Hamdullah Fitrat, Juru Bicara Wakil Imarah Islam, menyatakan bahwa hak-hak semua warga Afghanistan dilindungi, dan bahwa masalah pendidikan perempuan merupakan urusan internal, lansir Tolo News (7/8/2025).
Dia mengatakan: “Tidak ada hak yang dilanggar di Afghanistan, dan hak setiap individu dijamin. Definisi hak bervariasi dari negara ke negara. Karena kita hidup dalam masyarakat Islam, kita mendefinisikan hak dalam kerangka Islam dan Syariah, dan menganggap perlindungan hak-hak tersebut sebagai kewajiban agama.”
Sebelumnya, Human Rights Watch telah mengekspresikan keprihatinan atas pelanggaran hak asasi manusia di Afghanistan, khususnya hak perempuan dan pembatasan akses pendidikan bagi gadis-gadis.

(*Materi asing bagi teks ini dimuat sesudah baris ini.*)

PR #7491, opened 2022-07-25

gpetrou:
## Proposed changes

###### Microsoft Reviewers: [Open in CodeFlow](https://portal.fabricbot.ms/api/codeflow?pullrequest=https://github.com/dotnet/winforms/pull/7491)

### DIFF
--- a/src/System.Windows.Forms/src/System/Windows/Forms/ScrollBar.cs
+++ b/src/System.Windows.Forms/src/System/Windows/Forms/ScrollBar.cs
@@ -566,7 +566,7 @@ namespace System.Windows.Forms
             // The base implementation should be called before the implementation above,
             // but changing the order in Whidbey would be too much of a breaking change
             // for this particular class.
-            base.OnMouseWheel(e);
+            base.OnMouseWheel(e!);
         }
 
         /// <summary>
--- a/src/System.Windows.Forms/src/System/Windows/Forms/ScrollBar.cs
+++ b/src/System.Windows.Forms/src/System/Windows/Forms/ScrollBar.cs
@@ -566,6 +566,7 @@ namespace System.Windows.Forms
             // The base implementation should be called before the implementation above,
             // but changing the order in Whidbey would be too much of a breaking change
             // for this particular class.
+            // Because the code has been like that since long time, we assume that e is not null.
             base.OnMouseWheel(e!);
         }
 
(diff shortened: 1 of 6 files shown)


src/System.Windows.Forms/src/System/Windows/Forms/ScrollBar.cs
```diff
@@ -566,7 +566,7 @@ protected override void OnMouseWheel(MouseEventArgs e)
             // The base implementation should be called before the implementation above,
             // but changing the order in Whidbey would be too much of a breaking change
             // for this particular class.
-            base.OnMouseWheel(e);
+            base.OnMouseWheel(e!);
```
gpetrou, line 569: I am not sure what to do about these cases. Should we make the args nullable in all classes that have OnMouseWheel instead?

RussKie (commented):
These three identified methods that check incoming eventargs look very odd, we don't normally null-check `e` (e.g., painting, keyboard or mouse handling).

src/System.Windows.Forms/src/System/Windows/Forms/ScrollBar.cs
gpetrou: Any more thoughts about this? Perhaps the safest thing to do for now is just keep the null forgiving operators we have in the PR in order to avoid any behavioral changes?

gpetrou:
@RussKie any more thoughts about this?

src/System.Windows.Forms/src/System/Windows/Forms/ScrollBar.cs
RussKie: Apologies, it looks like I have failed to respond after this was discussed at a team meeting, and now I'm scratching my head trying to page back the decision.

If I recall correctly, we agreed on the following:
1. We can't assume something we know may be a null as "not null".
2. We can't throw a ANE here as it would be a behaviour breaking change.
3. We should throw a ANE in the base, as it would be within the "acceptable" breaking change rules - i.e., throwing a ANE instead of a NRE:
https://github.com/dotnet/winforms/blob/d121a04d5bce7f376773af64b4151c516b63c837/src/System.Windows.Forms/src/System/Windows/Forms/Control.cs#L8582-L8585

Though, testing it locally it doesn't appear `OnMouseWheel(null!)` throws anything. 🤔 

@JeremyKuhne am I misremembering something?

JeremyKuhne: You have this right, @RussKie. We generally don't want to introduce ANE in existing APIs with the specific exception of when we **know** we're about to throw NRE (in the same method).

gpetrou: Hmm, so what should be the next step? If I change this to be nullable, I suspect that there will be some places where we should add null checks because we override this in classes that inherit from Control. If I change it to throw an ANE, I suspect that there will be changes in tests and therefore behavior. I still think that using `!` is probably the safest option for now.

RussKie: This one is a headscratcher, isn't it? :)

I think it's probably acceptable to use `!` here with an added comment (like we've done in other instances) stating that this has been like this for a very long time, and we believe this should never be null. If/when we get a customer feedback we can review this, if required.

gpetrou: @RussKie I have added the comments. Perhaps we could merge this now?

RussKie (approved):

RussKie:
Thank you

Organisasi tersebut juga mengklaim bahwa negara-negara anggota PBB belum mengambil tindakan berarti dalam empat tahun terakhir untuk menangani “pelanggaran hak asasi manusia” yang serius di Afghanistan. Mereka mendesak Uni Eropa untuk mengusulkan mekanisme pertanggungjawaban komprehensif selama pertemuan mendatang.
Elaine Pearson, Direktur Asia di Human Rights Watch, menyatakan: “Dalam hal pertanggungjawaban, kami meminta negara-negara anggota Dewan Hak Asasi Manusia PBB untuk mendirikan mekanisme investigasi independen baru yang dapat mengumpulkan dan menyimpan bukti dengan tujuan untuk penuntutan di masa depan.”
Sementara itu, beberapa aktivis hak-hak perempuan telah menyerukan kepada Imarah Islam untuk menghormati tuntutan sah perempuan, termasuk hak mereka atas pendidikan, pekerjaan, dan partisipasi dalam masyarakat.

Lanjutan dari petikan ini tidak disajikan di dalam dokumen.